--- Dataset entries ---
▬▬▬▬▬▬

Issue #13, opened 2017-07-06
DataFrames support


lintool:
We need DataFrames support. Not sure if the best course of action is to resolve #12 and build PySpark DataFrames directly, or to build DataFrame support and hash out in Scala before making sure everything works in PySpark.

ianmilligan1:
I'm the least experienced here, but after seeing the various implementations of DataFrames in [Scala](https://docs.databricks.com/spark/latest/dataframes-datasets/introduction-to-dataframes-scala.html) and [Python](https://docs.databricks.com/spark/latest/dataframes-datasets/introduction-to-dataframes-python.html), it probably is more economical to resolve #12 and build PySpark DataFrames directly?

This is going to be a great feature, btw.

greebie:
What is the use case for DataFrames support via spark?  Filtering & sorting by categorical var?

The dataframe documentation in scala seems pretty straight forward.  I guess it just depends on how much a priority it is for the base.   

Another consideration is that if you want people to migrate to aut from warcbase, dataframe support could be nice selling feature.

lintool:
> What is the use case for DataFrames support via spark? Filtering & sorting by categorical var?

Correct. In our proposed FAAV cycle [1], DataFrames would support simplified easy filtering.

[1] http://dl.acm.org/citation.cfm?id=3097570

greebie:
So the status quo (no dataframes) would require users to map & filter into a derivative, output as delimited, Json or some flavor of XML and then pump that into pandas or R.  I take it the main problem with this is that Pandas could end up with useless garbage -- or worse, find that necessary info was filtered out. 

I assume supporting dataframes in Warcbase would capture problems at an earlier stage and then output to a nice data table that could be imported to pandas, R or some other useful format (plain old json would work for me).

I think having an example output using the dataframe would be nice.  I am ambivalent as to when, although if I really wanted to see it in action, I could try to just implement it in spark myself.  I think waiting for pyspark is probably the best option.

lintool:
PySpark and DataFrames are two orthogonal issues.

PySpark makes it easy to integrate AUT with other Python based tools. DataFrames makes the filtering process more intuitive. They make a powerful combo!

With DataFrames, we can do things like:

```
pages.filter(pages['url'].startswith('foo.com') and 'bar' in pages['contents']).count().show()
```

Translation: count all pages that are in the `foo.com` domain that contain the keyword `bar`.

More details: https://spark.apache.org/docs/latest/sql-programming-guide.html

[...]

Issue #12, opened 2017-07-06
PySpark support


lintool:
We need PySpark support.

ianmilligan1:
Assigned to @MapleOx, aiming to finish by end of October. Any questions in Slack or here. 😄

ianmilligan1:
OK we're in final review on #100 now, when that is merged this can be closed.

ianmilligan1:
@dhop is taking this issue on!

PR #100, opened 2017-10-20
PySpark support for core AUT functionality. #12, #13. 

MapleOx:
**GitHub issue(s)**:

* #12 
* #13 

Adds PySpark support for the core functionality of the Archives Unleashed Toolkit. Added:

* Ability to load arcs and warcs as RDDs or DataFrames in PySpark,
* Python DataFrame transformation functions like `keepValidPages` and `keepImages` that mimic the RDD transformations in AUT Scala,
* Python versions of several of the AUT matchbox functions, like `ExtractLinks` and `RemoveHTML`,
* Two example python scripts to demonstrate usage.

# How should this be tested?

First, run `mvn clean package` to rebuild AUT. After that, you can either run from the PySpark shell or submit your own script. 

**To run from the PySpark shell:**
1. `cd` into the `aut/` directory. 
2. Run `zip pyaut src/main/python/*.py` to make a zip of the Python files. 
3. Run the following command to start the PySpark shell:
```
pyspark --jars target/aut-0.10.1-SNAPSHOT-fatjar.jar --driver-class-path target/aut-0.10.1-SNAPSHOT-fatjar.jar --py-files python.zip
```
4. You can now use AUT in the PySpark shell!

**To run a script:**
1. `cd` into the `aut/` directory. 
2. Run `zip pyaut src/main/python/*.py` to make a zip of the Python files. 
3. Run the following command to submit your script:
```
spark-submit --jars target/aut-0.10.1-SNAPSHOT-fatjar.jar --driver-class-path target/aut-0.10.1-SNAPSHOT-fatjar.jar --py-files python.zip path/to/myscript.py 
```

Two example scripts can be found in the `src/main/python/scripts` directory. 

# Additional Notes:

The more complicated AUT Scala matchbox functions, like `ExtractGraph` and `ExtractEntities`, are not included in this PR. I plan to add them progressively. 

The Python code uses BeautifulSoup4, a library for extracting data from HTML and XML. 

# Interested parties

@lintool @ruebot @ianmilligan1 @greebie


ianmilligan1:
I'll leave reviews to @ruebot and @lintool, but I think it'd be good to get this into the repository so we (and others in the community) can explore PySpark using the main repo. It's sitting apart from the main Scala functions so wouldn't affect AUT's functionality.

src/main/python/DFTransformations.py
```diff
@@ -0,0 +1,130 @@
...
+from pyspark.sql.functions import udf
+from pyspark.sql.types import BooleanType
+import re
+
+def countItems(rdd): 
+  return rdd.map(lambda r: (r, 1)) \
+    .reduceByKey(lambda c1, c2: c1 + c2) \
+    .sortBy(lambda f: f[1], ascending = False)
+
+# def keepImages(df):
```
ruebot: Do we need this commented out code?

src/main/python/DFTransformations.py
```diff
@@ -0,0 +1,130 @@
...
+  def content_filter(content):
+    for pattern in contentREs:
+      if re.match(pattern, content) is not None:
+        return True
+    return False
+  content_filter_udf = udf(content_filter, BooleanType())
+  return df.filter(content_filter_udf(df['contentString']))
+
+
+# ---- TODO: All discard filtering operations ---- #
```
greebie: Is this still "TODO" or have you completed the task?  (remove comment)

src/main/python/DetectLanguage.py
```diff
@@ -0,0 +1,23 @@
...
+# distributed under the License is distributed on an "AS IS" BASIS,
+# WITHOUT WARRANTIES OR CONDITIONS OF ANY KIND, either express or implied.
+# See the License for the specific language governing permissions and
+# limitations under the License.
+
+from langdetect import detect
+
+def DetectLanguage(input: String):
+	if input == "":
+		return ""
```
greebie: I wonder if a try ... catch would work better here.  It seems like there are a few different reasons why a langdetect might burp besides empty string.

https://github.com/shuyo/language-detection/blob/master/src/com/cybozu/labs/langdetect/LangDetectException.java

src/main/scala/io/archivesunleashed/spark/pythonhelpers/RecordLoaderPythonHelper.scala
```diff
@@ -0,0 +1,45 @@
...
+  def loadWarc(path: String, jssc: JavaSparkContext, spark: SparkSession): DataFrame = {
+    val sc = jssc.sc
+    val rdd = RecordLoader.loadWarc(path, sc).keepValidPages()
+    val df = spark.createDataFrame(rdd = rdd, beanClass = classOf[ArchiveRecord])
+    df
+  }
+
+  def loadArchives(path: String, jssc: JavaSparkContext, spark: SparkSession): DataFrame = {
+    val sc = jssc.sc
+    val rdd = RecordLoader.loadArchives(path, sc).keepValidPages()
```
greebie: Bigger discussion, but is there a rationale for .keepValidPages() inside vs outside of the loadArchives function?  In Scala, we require people use it separately from the load function.

Does it make sense to support accessing invalid pages?  If not, maybe alter the scala script to match this?

ianmilligan1: Ping @lintool here

greebie: I think the approach here works okay for this PR, but we should add an Issue to address the difference in approaches as it might be confusing.

src/main/python/DFTransformations.py
greebie: I am willing and able to look at unit test coverage here once people have tried it and accept that it does what we want it to do.  From I've seen, pytest is the best library for handling a pyspark context:  https://stackoverflow.com/questions/33811882/how-do-i-unit-test-pyspark-programs

Will we need python dependency management here?

src/main/python/scripts/filterByDateScript.py
```diff
@@ -0,0 +1,37 @@
...
+from DFTransformations import *
+from ExtractDomain import ExtractDomain
+from ExtractLinks import ExtractLinks
+from ExtractDate import DateComponent
+from RemoveHTML import RemoveHTML
+from pyspark.sql import SparkSession
+
+if __name__ == "__main__":
+	# replace with your own path to archive file
+	path = "/Users/Prince/Projects/pyaut/aut/example.arc.gz"
```
greebie: Can't remember if there is an equivalent to the Resource Scala library for Python.  It would be better for unit testing / coverage.  If not, we could also move this script to aut-docs as we did with the Scala scripts.

src/main/python/DFTransformations.py
MapleOx: Good catch, that comment should be removed. I probably have some other TODOs comments that should be deleted too.

src/main/scala/io/archivesunleashed/spark/pythonhelpers/RecordLoaderPythonHelper.scala
MapleOx: Yeah, my rationale was that `.keepValidPages()` was always being called after loading the archive, so I might as well make `RecordLoader` do it automatically. That being said, I can remove this if it's undesirable and revert to how it's done in Scala.

src/main/python/scripts/filterByDateScript.py
MapleOx: Yeah, the scripts were just to give some examples of how to use AUT in PySpark, and it doesn't really matter where the scripts are located. I just put them under aut for convenience.

src/main/scala/io/archivesunleashed/spark/pythonhelpers/RecordLoaderPythonHelper.scala
greebie: Assuming @ruebot is okay with, I think it makes sense to move it to the RecordLoader as well.  I think that still means you need a invalid parameter check `(path, sc, invalid)` instead of including the .keepValidPages() call.

greebie: Also - I suggest letting me fix the RecordLoader because it's probably going to break a whole bunch of unit tests.  I'll get on it Sat, Sun or Mon.

ruebot: @greebie do you want to make a pull against @MapleOx's pull?

lintool: I'd rather not do that... let's get @MapleOx 's PR merged as soon as reasonably possible. We can start issues on what needs to be done next, and attach directly to this PR.

greebie: Yes.  @MapleOx did a great job, and this is more of a code refactor having nothing directly to do with the work.

I'll create an issue and branch off until the PR is merged.

src/main/python/DFTransformations.py
MapleOx: @ruebot By "Scala scripts", do you mean the things under `src/main/python/scripts/` like `extractLinkScript.py`, or the matchbox functions like `ExtractDomain`?

MapleOx:
@ruebot Okay, I'll remove the example scripts from this PR. 

For the matchbox functions that are used in RDD transformations, I rewrote them in Python because I was unable to call them straightforwardly from Scala. 

More details: I originally tried to just call them from Scala, like this:
```
def ExtractDomain(sc, url, source = ""):
  jvm = sc._jvm
  return jvm.io.archivesunleashed.spark.matchbox.ExtractDomain.apply(url, source)
```
However, this doesn't work if we call `ExtractDomain` in a transformation, like
```
rdd.map(lambda r => ExtractDomain(sc, r.url))
```
because of this:
```
pickle.PicklingError: Could not serialize object: Exception: It appears that you are attempting to 
reference SparkContext from a broadcast variable, action, or transformation. SparkContext can only
be used on the driver, not in code that it run on workers. For more information, see SPARK-5063.
```
I wasn't able to think of a way around this, so I just decided to write Python versions of the RDD transformation matchbox functions -- let me know if you guys have a better solution!

Now, for the matchbox functions that are not used in RDD transformations like `ExtractGraph`, it might be possible to just call them directly from Scala, but I haven't tried this yet. In any case, the Python matchbox functions we have right now are all ones that might be used inside RDD transformations.

greebie:
I think the issue is that RDD does not support nested spark transformations.  So you can create a dataframe and then run transformations, but you cannot run transformations and create a dataframe out of it.

Or something like that.  I don't understand it fully.  The example they give is trying to create two rdds and using one rdd to transform the other.  Leads to too many issues in large datasets I suppose.

ianmilligan1:
@greebie will test and then I think we're good to merge. 👍

ianmilligan1:
Better format to create zip, from `src/main/python` run

```
zip -r ~/pyspark/aut/pyspark1.zip .
```

Or some variety of that.

greebie:
Slightly better zipping script: 

` (cd src/main/python && zip -r - .) > pyaut.zip `
Saves the trouble and confusion of people having to find src/main/python/.

ianmilligan1:
FWIW I have been running it with a vanilla Jupyter notebook by running

```
PYSPARK_DRIVER_PYTHON=jupyter PYSPARK_DRIVER_PYTHON_OPTS=notebook ~/Dropbox/pyspark/spark-2.2.0-bin-hadoop2.7/bin/pyspark --jars target/aut-0.10.1-SNAPSHOT-fatjar.jar --driver-class-path target/aut-0.10.1-SNAPSHOT-fatjar.jar --py-files /Users/ianmilligan1/dropbox/pyspark/aut/pyspark1.zip
```

from the `aut` directory.

greebie:
Latest pull request fixes bugs I found in keepLanguages() while testing.

Issue #128, opened 2017-11-30
ERROR ArcRecordUtils - Read 1224 bytes but expected 1300 bytes


ruebot:
This is coming up a lot in the build.

Example:

```
2017-11-30 09:19:54,601 [Executor task launch worker for task 0] ERROR ArcRecordUtils - Read 1224 bytes but expected 1300 bytes. Continuing...
WARNING Record STARTING at 0 has 1761 trailing byte(s): file:/home/nruest/git/aut/target/test-classes/arc/badexample.arc.gz: {subject-uri=filedesc://IAH-20080430204825-00000-blackbook.arc, ip-address=0.0.0.0, origin=InternetArchive, length=1300, absolute-offset=0, creation-date=20080430204825, content-type=text/plain, version=1.1}
```

ianmilligan1:
We had this back in Warcbase - see issue here <https://github.com/lintool/warcbase/issues/199>.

▬▬▬▬▬▬

Write out, from the lines above, only those from the line with "greebie: Also - I" to the line with "ruebot: @greebie do", exactly as given, including the first and the last.

greebie: Also - I suggest letting me fix the RecordLoader because it's probably going to break a whole bunch of unit tests.  I'll get on it Sat, Sun or Mon.

ruebot: @greebie do you want to make a pull against @MapleOx's pull?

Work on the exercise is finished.